▸ **EXERCISE INSTRUCTIONS**: Your answer must be one number: the count of lines below that include "NipuniBhagya".

▸ **RECORDS SHOWN**:
PR #7510, opened 2025-02-05
Set isDefault Property of the Custom Federated Authenticator when updating Endpoint Details

Shenali-SJ:
### Purpose
This PR ensures that the isDefault property is explicitly set when updating the endpoint details of custom federated authenticators. Since a PUT operation is used for this update, failing to set isDefault would result in the authenticator not being recognized as the default for the Identity Provider (IDP), which would, in turn, remove the defaultAuthenticatorID from the IDP.

Since custom federated authenticators support only a single authenticator within the IDP object, we are setting isDefault to true by default.

### Related Issue
- https://github.com/wso2/product-is/issues/22789

### DIFF
--- a/features/admin.connections.v1/models/connection.ts
+++ b/features/admin.connections.v1/models/connection.ts
@@ -753,7 +753,7 @@ export interface CustomAuthGeneralDetailsFormValuesInterface {
     /**
      * Display name of the connection
      */
-    displayName?: string
+    displayName?: string;
     /**
      * Description of the connection
      */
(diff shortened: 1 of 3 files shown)


features/admin.connections.v1/models/connection.ts
```diff
@@ -770,6 +770,10 @@ export interface CustomAuthGeneralDetailsFormValuesInterface {
      * Set is enabled connection
      */
     isEnabled?: boolean;
+    /**
+     * Set is default authenticator
```
pavinduLakshan, line 774:
```suggestion
     * Whether the connection is the default authenticator
```

pavinduLakshan:
Add changeset

pavinduLakshan (approved):

PR #7514, opened 2025-02-05
Enhance Custom Local Authenticator Icon Resolution with Customised Icon Support

Shenali-SJ:
### Purpose
This PR improves the resolution of icons of the custom local authenticators. The default custom local authenticator icon is resolved from the theme when an external icon URL is not added. 

To prevent relative URI paths from being stored in the database, the default icon is not sent to the backend and is therefore not persisted. As a result, when the image property is missing, it is assumed that the authenticator will use the default icon. Since the relative URI for a local file is only relevant to the frontend, it isn’t transmitted to the backend; consequently, the API supports only http(s) URLs.

### Related Issue
- https://github.com/wso2/product-is/issues/22800


features/admin.connections.v1/components/authenticator-grid.tsx
```diff
@@ -484,10 +483,7 @@ export const AuthenticatorGrid: FunctionComponent<AuthenticatorGridPropsInterfac
         }
 
         if (ConnectionsManagementUtils.IsCustomAuthenticator(connection)) {
-            return ConnectionsManagementUtils.resolveConnectionResourcePath(
-                connectionResourcesUrl,
-                ConnectionUIConstants.CUSTOM_LOCAL_AUTHENTICATOR_IMAGE_URI
-            );
+            return connection.image || AuthenticatorMeta.getCustomAuthenticatorIcon();
```
pavinduLakshan, line 486: Hope this wouldn't affect the older tenants in asgardeo

modules/i18n/src/translations/en-US/portals/custom-auth-connection.ts
```diff
@@ -136,6 +136,14 @@ export const customAuthentication: customAuthenticationNS = {
             },
             subTitle: "Register externally implemented authentication service.",
             title: "Custom Authentication"
+        },
+        editPage: {
+            generalTab: {
+                iconUrl: {
+                    hint: "An image URL for the application. If this is not provided, we will display a generated" +
+                    "thumbnail instead. Recommended size: 200x200 pixels."
```
pavinduLakshan, line 144: Shall we use the same hint in the connection logo field?

```suggestion
                    hint: "A URL for the image of the connection for display purposes. If not provided a generated thumbnail will be displayed. Recommended size is 200x200 pixels."
```

Shenali-SJ: This is updated with the commit e55e8fe89c1b6eb62f5239b934368a7b32477b36

pavinduLakshan (dismissed):

NipuniBhagya (approved):

features/admin.connections.v1/components/authenticator-grid.tsx
Shenali-SJ: This doesn't have an impact on the older tenants since this is onboarded with our new custom authenticator feature. Based on the diff, we have removed the hard coded image URI that we previously introduced in order to support dynamic rendering of the image URI

PR #7528, opened 2025-02-07
Enable shared access tab for ws-federation applications.

Yasasr1:
### Purpose 
fixes https://github.com/wso2/product-is/issues/22766

### DIFF
--- a/features/admin.applications.v1/components/edit-application.tsx
+++ b/features/admin.applications.v1/components/edit-application.tsx
@@ -904,7 +904,6 @@ export const EditApplication: FunctionComponent<EditApplicationPropsInterface> =
             }
             if (isFeatureEnabled(featureConfig?.applications,
                 ApplicationManagementConstants.FEATURE_DICTIONARY.get("APPLICATION_SHARED_ACCESS"))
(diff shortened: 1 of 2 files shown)


features/admin.applications.v1/components/edit-application.tsx
```diff
@@ -904,7 +904,6 @@ export const EditApplication: FunctionComponent<EditApplicationPropsInterface> =
             }
             if (isFeatureEnabled(featureConfig?.applications,
                 ApplicationManagementConstants.FEATURE_DICTIONARY.get("APPLICATION_SHARED_ACCESS"))
-                 && application?.templateId != ApplicationManagementConstants.CUSTOM_APPLICATION_PASSIVE_STS
```
pavinduLakshan, line 907: Do we have any idea why this was disabled previously?

pavinduLakshan (approved):

features/admin.applications.v1/components/edit-application.tsx
Yasasr1: This was disabled earlier since it was not supported. However i have tested the flows and are working as expected when shared in IS 7.1
cc: @NipuniBhagya @DilshanSenarath

pavinduLakshan: Ack

PR #7565, opened 2025-02-08
Check bulk import supported user store property when listing user store domains in bulk user import wizard

PasinduYeshan:
$subject

https://github.com/user-attachments/assets/89a91ce2-bc98-4c0d-8f68-e0caa543a974

### Related Issues
- https://github.com/wso2/product-is/issues/19623


pavinduLakshan (dismissed):

features/admin.users.v1/components/wizard/bulk-import-user-wizard.tsx
```diff
@@ -304,24 +304,26 @@ export const BulkImportUserWizard: FunctionComponent<BulkImportUserInterface> =
...
 
         return getAUserStore(userStore?.id).then((response: UserStoreDetails) => {
             response?.properties?.some((property: UserStoreProperty) => {
                 if (property.name === UserStoreManagementConstants.USER_STORE_PROPERTY_READ_ONLY) {
                     isReadWriteUserStore = property.value === "false";
-
-                    return true;
+                }
+                if (property.name === UserStoreManagementConstants.USER_STORE_PROPERTY_BULK_IMPORT_SUPPORTED) {
+                    isBulkImportSupported = property.value === "true";
```
JayaShakthi97, line 322: Performing such operations in `some()` is inefficient and not recommended as the purpose of `some()` is to check a condition and return a boolean value.
`reduce()` can be utilized in this usecase.

```
return getAUserStore(userStore?.id).then((response: UserStoreDetails) => {
            const { isReadWriteUserStore, isBulkImportSupported } = response.properties.reduce(
                (
                    extractedProperties: { isBulkImportSupported: boolean; isReadWriteUserStore: boolean; },
                    property: UserStoreProperty
                ) => {
                    if (property.name === UserStoreManagementConstants.USER_STORE_PROPERTY_READ_ONLY) {
                        extractedProperties.isReadWriteUserStore = property.value === "false";
                    } else if (property.name === UserStoreManagementConstants
                        .USER_STORE_PROPERTY_BULK_IMPORT_SUPPORTED) {
                        extractedProperties.isBulkImportSupported = property.value === "true";
                    }

                    return extractedProperties;
                },
                { isBulkImportSupported: false, isReadWriteUserStore: false  }
            );

            return isReadWriteUserStore && isBulkImportSupported;
```
Please do test the suggestion.

pavinduLakshan: `.some` worked when there is a single condition to check, but since now there is an additional condtion, we need to refactor the method.

PasinduYeshan: Fixed.

PasinduYeshan:
```
  PS: Does anyone has an idea why the API returns properties in the format Array<{name: string, value: string}> instead of just { name: value} 
  ```
  
We follow the same convention for claim properties(additional), predefined properties should be returned in the { name: value } format for ease of access. Additional properties however, can be structured as an array to maintain flexibility.

**Review by pavinduLakshan — APPROVED** [review]

File: features/admin.users.v1/components/wizard/bulk-import-user-wizard.tsx [hunk 2]
```diff
@@ -304,24 +304,26 @@ export const BulkImportUserWizard: FunctionComponent<BulkImportUserInterface> =
...
      * @param userStore - Userstore
-     * @returns If the given userstore is read only or not
+     * @returns If the given userstore is read only or not and bulk import is supported.
      */
-    const checkReadWriteUserStore = (userStore: UserStoreDetails): Promise<boolean> => {
+    const isBulkImportSupportedUserStore = (userStore: UserStoreDetails): Promise<boolean> => {
         let isReadWriteUserStore: boolean = false;
+        let isBulkImportSupported: boolean = false;
 
         return getAUserStore(userStore?.id).then((response: UserStoreDetails) => {
```
pavinduLakshan, line 316: Instead of sending separate API calls to get the properties for each userstores, we can request the properties to be directly included in the initial userstore list response. (/userstores?requiredAttributes=ReadOnly,BulkUserImportSupported)

pavinduLakshan: If you are constrained by time or scope, let's create an improvement issue to fix this later.

PasinduYeshan: Added the improvement with [14cdbcc](https://github.com/wso2/identity-apps/pull/7565/commits/14cdbcc718f793e970ac0deefa94e06839796f63). Missed this one, thanks for pointing it out.

pavinduLakshan: Thanks.

pavinduLakshan (approved):

PR #1146, opened 2024-11-12
add clip score tracking

bghira:


bghira:
image

adds new keys to wandb log tracker:

```py
        result = {
            "clip/min": min(self.eval_scores.values()),
            "clip/max": max(self.eval_scores.values()),
            "clip/mean": np.mean(list(self.eval_scores.values())),
            "clip/std": np.std(list(self.eval_scores.values())),
        }
```

bghira:
image

PR #1170, opened 2024-11-17
(experimental) Allow EMA on LoRA/Lycoris networks

bghira:
- [x] Refactor EMAModel to handle LoRA/Lycoris type networks instead of full model
- [x] Quantise the EMAModel at startup when the trained model is as well
- [x] Load state dictionary in a way that is compatible with quantised EMA model
- [x] Save state dictionary in a way that is compatible with quantised EMA model
- [x] EMA validations overhaul
  - [x] lycoris support
  - [x] peft standard LoRA
    - [x] determine a reliable method for temporarily replacing LoRA with EMA for inference
  - [x] full model checkpoint training
  - [x] optional side-by-side validations
  - [x] optional EMA-only validations
- [x] Model card details for EMA
- [x] Save/load as safetensors file instead of pytorch raw export
- [ ] Ability to export EMA model at the end of training
- [x] Export EMA model in a way that is compatible with typical adapter loading methods
  - [x] Full model export
  - [x] Standard PEFT LoRA export / loading
  - [x] Lycoris library export / loading


bghira:
extended model benchmarking to include EMA vs Checkpoint.

to demonstrate the concept this is LR 8e-3 over a single step where EMA updates every step.

image

every 100th step EMA updating at the same LR for just a single step (so EMA = base model)

image

bghira:
currently PEFT Standard LoRA is disabled because it doesn't correctly load/unload the EMA weights from the model. more development is required for that.

though now, Lycoris + EMA is working really nicely.

PR #1190, opened 2024-12-06
update sd3 seqlen to 154 max for t5

bghira:


bghira:
the 256 tokens is **total**. not just T5.

PR #1206, opened 2024-12-11
local backend: use atomicwrites library to resolve rename errors and parallel overwrites

bghira:
Removes the custom hack job logic for temp files in favour of a robust and well-used library.


bghira:
oh, also updates pytorch to 2.5.1 for nvidia systems.

PR #1211, opened 2024-12-12
fix typo

MrTuanDao:


bghira:
this isn't actually a typo. `validation_guidance_real` is the ACTUAL classifier free guidance calculation, vs `validation_guidance` which is the `flux_guidance` value.

PR #1212, opened 2024-12-12
add vae in example

MrTuanDao:


bghira:
thanks, this is a good idea to apply to all quickstarts to avoid the warning about the SDXL VAE.

PR #1276, opened 2025-01-16
Small fixes for running on AMD GPUs

rkarhila-amd:
Small modification to enable running on AMD GPUs:

1. bypass GPU mem size check if torch.cuda.version is none
2. reordered the optimizer list and added an if clause to check if bitsandbytes ademamix optimizers are available. These optimizers are not yet in the multibackend bitsandbytes for rocm.

The modified code was tested on AMD MI300X and Nvidia H100.


bghira:
thanks :wave:

PR #1294, opened 2025-01-22
add prodigy optimiser with full bf16 support

bghira:
can use `--prodigy_steps` to set the adjustment cap though it tends to stop adjusting early anyway.


bghira:
image

PR #1304, opened 2025-01-27
add stable loss calculation and tracking

bghira:
follows [this work](https://github.com/spacepxl/demystifying-sd-finetuning) to implement stable loss evaluation

this needs more testing, mostly when it's disabled or multiple eval datasets are provided.


bghira:
image

bghira:
image

bghira:
now works w/ tensorboard tracking

bghira:
fixed SD3, tested Flux, Sana, SDXL, SD1x.

fixed multiGPU handling that led to hang.

added 2nd progress bar for the total progress to be tracked.

with multiGPU though, the eval dataset is split between GPUs, but only one GPU ever runs the eval. this wastes `n-1/n` samples (n= number of GPUs). the ratio of wasted samples can be quite high with multi-node/multi-GPU cluster.

bghira:
fixed RNG save/load for CUDA devices, only the CPU RNG was getting restored before.

added `--eval_timestep_interval` which defaults to 200, which will sample every 200th timestep from the total schedule to save time while reducing accuracy.

Pevernow:
> fixed SD3, tested Flux, Sana, SDXL, SD1x.
> 
> fixed multiGPU handling that led to hang.
> 
> added 2nd progress bar for the total progress to be tracked.
> 
> with multiGPU though, the eval dataset is split between GPUs, but only one GPU ever runs the eval. this wastes samples (n= number of GPUs). the ratio of wasted samples can be quite high with multi-node/multi-GPU cluster.`n-1/n`

Perhaps we could consider running 1 or more evaluations on different validation set images on each GPU?
(I don't know the exact details, but I think it should work.)

Pevernow:
> fixed SD3, tested Flux, Sana, SDXL, SD1x.
> 
> fixed multiGPU handling that led to hang.
> 
> added 2nd progress bar for the total progress to be tracked.
> 
> with multiGPU though, the eval dataset is split between GPUs, but only one GPU ever runs the eval. this wastes samples (n= number of GPUs). the ratio of wasted samples can be quite high with multi-node/multi-GPU cluster.`n-1/n`

@bghira 
Perhaps we could consider running one or more evaluations on different validation set images on each GPU? Then take the average of the evaluation results.
(I don't know the exact details, but I think it should work.)

PR #1336, opened 2025-03-12
Add an option to completely disable validation

Slickytail:
In some cases, we want to train without doing any validation whatsoever, and without losing any time on validation (for example, in a production setting where we're going to train a bunch of loras with the same settings but with different data) or textembed caching.

At the moment, this isn't possible:
  - The training loop crashes if the validation prompt library is empty AND the unconditional prompt is disabled.
  - This means we always lose some time on precomputing the text embeddings for whatever placeholder validation prompt is present.
  - The post training validation cannot actually be disabled at all.

This PR adds a simple option that disables the attempt to precache the validation prompts, and also blocks any intermittent or post-training validation.

### DIFF
--- a/helpers/training/trainer.py
+++ b/helpers/training/trainer.py
@@ -725,7 +725,7 @@ class Trainer:
         ):
             logger.error("Cannot run validations with DeepSpeed ZeRO stage 3.")
             return
-        if self.accelerator.is_main_process:
+        if self.accelerator.is_main_process and not self.config.disable_validation:
             if self.config.model_family == "flux":
                 (
                     self.validation_prompts,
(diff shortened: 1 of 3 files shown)


bghira:
@Slickytail thanks, can you rename it `--validation_disable` to match namespacing convention

helpers/training/trainer.py
```diff
@@ -725,7 +725,7 @@ def init_validation_prompts(self):
         ):
             logger.error("Cannot run validations with DeepSpeed ZeRO stage 3.")
             return
-        if self.accelerator.is_main_process:
```
bghira, line 728: actually, all you need to do to stop validations is prevent the `self.validation` object from being created. if it is `None`, no validation occurs.

Slickytail:
I changed the name of the option.

helpers/training/trainer.py
Slickytail: If the `self.validation` object is None then no validation occurs, but the validation prompts are still encoded at the beginning of training, which loses a small amount of time. Moreover, if there are no validation prompts, then the call to `prepare_validation_prompt_list` returns None, and the tuple unpacking fails. So this change actually is necessary.

PR #1348, opened 2025-03-23
Wan 2.1 T2V training

bghira:
The 1.3B T2V model doesn't seem to work correctly in Diffusers, or, is just really bad.

I'm not sure. Some people like it, they'll train it for images. I haven't gotten any good results from it.


helpers/training/validation.py
```diff
@@ -1516,7 +1516,7 @@ def validate_prompt(
                 ]:
                     # del pipeline_kwargs["width"]
                     # del pipeline_kwargs["height"]
-                    pipeline_kwargs["num_frames"] = 1
+                    pipeline_kwargs["num_frames"] = max(81, self.args.validation_num_video_frames or 81)
```
mhirki: I think this should be changed to `max(1, self.args.validation_num_video_frames or 81)` so that 81 frames is not enforced as a minimum. I've been generating a lot of videos with only 33 frames because it's a lot faster.

bghira: sorry, i inverted the logic in my head, i'll fix that. any ideas why the images generated look so 💩 ?

bghira:
well, quanto fp8 doesn't work, but now on pytorch 2.6 and the new torchao, we have fp8-torchao working pretty well on LTXVideo and Wan 2.1.

PR #1355, opened 2025-03-27
add cfg-zero for sd3

bghira:
without
image

with
image

without (uncond)
image

with (uncond)
image


bghira:
without
image

with
image

bghira:
this PR didn't properly submit 🤦 
here's with the same prompts above

image

unconditional
image

image

PR #1358, opened 2021-10-05
refactor: slightly increased the minimum node version

mfranzke:
### Summary of changes:
As we haven't increased the minimum expected node version number in a while, it's time to at least push it by one minor version to satisfy the installation of packages like `@babel/eslint-parser`.


JosefBredereck (approved):

JosefBredereck:
Maybe #1306 runs smoothly after that update 🙏

PR #1367, opened 2021-11-02
Includes additional twig syntax featires

mogsie:
The twig tags "from," "import" and "use" are not understood by patternlab.  They all use the same techniques as include, embed etc when resolving template names.

* `from` is documented in [macros](https://twig.symfony.com/doc/2.x/tags/macro.html#importing-macros):
* [import](https://twig.symfony.com/doc/2.x/tags/import.html)
* [use](https://twig.symfony.com/doc/2.x/tags/use.html)

Some twig templates use  {%- ... -%} syntax that gobble up the whitespace on each side. This change ensures that this syntax is understood when looking for partials.

* [Whitespace control](https://twig.symfony.com/doc/2.x/templates.html#whitespace-control)

I wasn't aware of the `{%~` syntax (line-whitespace trimming) introduced in 2.8; I could add support for that too.


JosefBredereck:
> Some twig templates use {%- ... -%} syntax that gobble up the whitespace on each side. This change ensures that this syntax is understood when looking for partials.

Will this break any existing functionality?

mogsie:
> Will this break any existing functionality?

No, it shouldn't.  This code is only used when determining the "graph" of template dependencies, as far a I know.  Twig understands the `{%- .. -%}` syntax, and has done so forever.  When you use `{%- include` in a twig file, patternlab doesn't detect the dependency between this template and the included template.

mogsie:
I noticed I changed "engine-twig" and not "engine-twig-php" which I linked for documentation purposes; I should probably do both, and align this properly.

JosefBredereck (approved):

PR #1368, opened 2021-11-03
fix(core): Subgroup cannot be hidden

### LINKED ISSUE #1366: Hiding pattern sub groups ignored
I am using Pattern Lab Node `v5.15.1` on `Linux`, with Node `v16`, using a `Twig` Edition.

##### Expected Behavior

If I add `components/buttons/_buttons.md` with the content:

```
---
hidden: true
---
```

That the "Buttons" group does not appear in the output of the documentation.

Relevant part of the patternlab documentation: https://patternlab.io/docs/hiding-patterns-in-the-navigation/#heading-hiding-pattern-sub-groups

##### Actual Behavior

The option seems to be ignored for a whole folder. At least for the Twig edition.

Hiding single files works as documented.

##### Steps to Reproduce

1. Create a sub group structure e.g. "components/buttons".
2. Add a test twig file to that folder, e.g. "components/buttons/test.twig" with some content.
3. This appears in the documentation under the menu "components" as "buttons" then "test".
4. Now add `components/buttons/_buttons.md` with the content above (as in the expected behaviour.
5. The components -> buttons group should now no longer appear in the documentation menu. For me, it still does

Simplified example.

JosefBredereck:
Closes #1366

### Summary of changes:

In the past, when I refactored the subgroup namings, I did miss those parameters. It is so trivial and took some time to find.

### DIFF
--- a/packages/core/src/lib/ui_builder.js
+++ b/packages/core/src/lib/ui_builder.js
@@ -102,7 +102,7 @@ const ui_builder = function () {
     // this pattern is contained with a directory documented as hidden (a handy way to hide whole directories from the nav
     isOmitted =
       (pattern.patternGroupData && pattern.patternGroupData.hidden) ||
-      (pattern.patternSubGroupData && pattern.patternSubGroupData.hidden) ||
+      (pattern.patternSubgroupData && pattern.patternSubgroupData.hidden) ||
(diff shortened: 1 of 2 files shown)


mfranzke (approved):
looks totally reasonable to me.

▸ **WRITTEN REPLY**: 2